Please restate the data that follows, leaving every word in place.

(Beginning of RECORD SET)

PR #457, opened 2024-06-30
Add GitHub Actions workflow

Masterkatze:
## Description
Add simple GitHub Actions workflow with building for the Windows/Ubuntu operating system.

## Toolchain
- Linux GCC Archlinux Native (g++ (GCC) 14.1.1 20240522)


Masterkatze:
> wouldnt it be possible to use the steamrt3 docker container for building?

AFAIK it is possible, I just want to test this simpler approach first.

mp/src/cmake/build_info.cmake
```diff
@@ -1,31 +1,37 @@
...
 )
+string(SUBSTRING "${GIT_HASH}" 0 7 GIT_HASH)
+
 execute_process(
     COMMAND git log -1 --format=%H
     WORKING_DIRECTORY ${CMAKE_SOURCE_DIR}
     OUTPUT_VARIABLE GIT_LONGHASH
     OUTPUT_STRIP_TRAILING_WHITESPACE
     ERROR_QUIET
 )
```
nullsystem, line 18: I've realized something, `%h` short hash fetch wasn't necessary, could just do `string(SUBSTRING "${GIT_LONGHASH}" 0 7 GIT_HASH)` and not be affected by `core.abbrev` git setting

Masterkatze: Updated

(End of RECORD SET)

_RESULT OF THIS TASK_:
PR #457, opened 2024-06-30
Add GitHub Actions workflow

Masterkatze:
## Description
Add simple GitHub Actions workflow with building for the Windows/Ubuntu operating system.

## Toolchain
- Linux GCC Archlinux Native (g++ (GCC) 14.1.1 20240522)


Masterkatze:
> wouldnt it be possible to use the steamrt3 docker container for building?

AFAIK it is possible, I just want to test this simpler approach first.

mp/src/cmake/build_info.cmake
```diff
@@ -1,31 +1,37 @@
...
 )
+string(SUBSTRING "${GIT_HASH}" 0 7 GIT_HASH)
+
 execute_process(
     COMMAND git log -1 --format=%H
     WORKING_DIRECTORY ${CMAKE_SOURCE_DIR}
     OUTPUT_VARIABLE GIT_LONGHASH
     OUTPUT_STRIP_TRAILING_WHITESPACE
     ERROR_QUIET
 )
```
nullsystem, line 18: I've realized something, `%h` short hash fetch wasn't necessary, could just do `string(SUBSTRING "${GIT_LONGHASH}" 0 7 GIT_HASH)` and not be affected by `core.abbrev` git setting

Masterkatze: Updated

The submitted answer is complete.